HOPS-68 is a protostar located in the Orion Nebula, 1450 light years from Earth. Stellar nebulae are vast cloud of gas and dust floating in space, thought to have been formed by the deaths of earlier stars. Protostars are areas within stellar nebulae that have started to fall in on themselves due to gravity; effectively new stars being born.
Protostars have a roughly whirlpool shaped structure, with a disc of material being sucked in and accreted onto the forming core (this is a vast oversimplification). Due to gravitational effects, not all the material falls directly onto the new star; some of it is slung out in two massive plumes at the north and south poles. These are usually the only visual features of protostars, since the core remains hidden at the centre of a dark accretion disk, but the superheated plumes can stick out far (sometimes light years) on either side.
An artist's impression of a protostar.
On April 19 this year a paper appeared in the Astrophysical Journal Letters from a team lead by Charles Poteet and Thomas Megeath of the University of Toledo, detailing the results of a spectrographic study of the Protostar HOPS-68 using the Spitzer Space Telescope. This found the presence of the mineral forsterite (Mg2SiO4), a form of olivine, apparently being ejected in the plumes then falling back into the accretion disk. Poteet et al. theorized that this was forming in heat caused by friction between atoms and molecules in the inner part of the accretionary disk.

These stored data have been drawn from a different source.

PR #8979, opened 2015-08-07
Remove producer-is-in-world assumptions from Production

penev92:
Justification:

> D2k upgrades need to be actors that never actor the world, produced by the PlayerActor, who is also not in the world, but the Production trait expects the producer to be in the world even if it has `Exit.MoveIntoWorld = False`, allowing the producees to not enter the world.

Use-case resides on @OmegaBolt's [d2k balancing branch](https://github.com/OmegaBolt/OpenRA).
Anything currently in bleed should work exactly the same as it does now.

### DIFF
--- a/OpenRA.Mods.Common/Traits/Production.cs
+++ b/OpenRA.Mods.Common/Traits/Production.cs
@@ -35,39 +35,50 @@ namespace OpenRA.Mods.Common.Traits
 		public ProductionInfo Info;
 		public string Faction { get; private set; }
 
+		readonly bool occupiesSpace;
+
 		public Production(ActorInitializer init, ProductionInfo info)
 		{
 			Info = info;
+			occupiesSpace = init.Self.Info.Traits.WithInterface<IOccupySpaceInfo>().Any();
 			rp = Exts.Lazy(() => init.Self.IsDead ? null : init.Self.TraitOrDefault<RallyPoint>());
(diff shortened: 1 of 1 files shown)


OmegaBolt:
Tested this on the my branch and the upgrades now finish production and 'exit' without a crash, as expected.

Mailaender:
Current d2k updates and spy induced veterancy still works. :white_check_mark: Also no regressions on the current exit point behavior.

OpenRA.Mods.Common/Traits/Production.cs
```diff
@@ -35,39 +35,50 @@ public class Production
 		public ProductionInfo Info;
 		public string Faction { get; private set; }
 
+		readonly bool occupiesSpace;
+
 		public Production(ActorInitializer init, ProductionInfo info)
 		{
 			Info = info;
+			occupiesSpace = init.Self.Info.Traits.WithInterface<IOccupySpaceInfo>().Any();
```
pchote: This could have been simplified to `.Contains<>`.

OpenRA.Mods.Common/Traits/Production.cs
```diff
@@ -107,7 +118,13 @@ public virtual bool Produce(Actor self, ActorInfo producee, string factionVarian
 			if (Reservable.IsReserved(self))
 				return false;
 
-			// pick a spawn/exit point pair
+			if (!occupiesSpace)
```
pchote: This unnecessarily duplicates the block below.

Olivine is a common mineral in both the Earth’s crust and in meteorites, it is a mixture (technically a solid solution) of magnesium silicate (forsterite, Mg2SiO4) and iron silicate (fayalite, Fe2SiO4). Olivine is greenish in colour, and there have been some news stories and pictures of green crystals around HOPS-68. In fact it is the iron that gives olivine its green colour; forsterite, which lacks iron, is colourless.
Colourless forsterite crystals.
Olivine forms at relatively low pressures. It is one of the most abundant minerals in the Earth’s crust and upper mantle, but bellow a depth of 400 km magnesium-iron silicate forms different minerals, depending on the depth; these can be used to infer the depth at which rocks formed. Only the olivine form is ever found in meteorites.
Olivine has long been known in meteorites, and was found in the comets Wild 2 and Temple 1 by the Stardust rocket space probe, so its discovery around a protostar was not that much of a surprise. It had previously been thought that meteors containing it might be remnants of larger bodies, which could have had a liquid phase similar to terrestrial lava or magma in their evolution, but comets are mostly ice, and are thought to stem from a much earlier stage in the solar system’s evolution, they are remnants of our own protoplanetary disk; geologists can date rocks by a variety of techniques, and do not believe any olivine found in our solar system predates the system itself. Poteet et al.’s suggestion that olivine crystals could form by friction within the central part of an accretionary disk very early in a solar system’s evolution, then be ejected into other parts of the disk would solve this problem.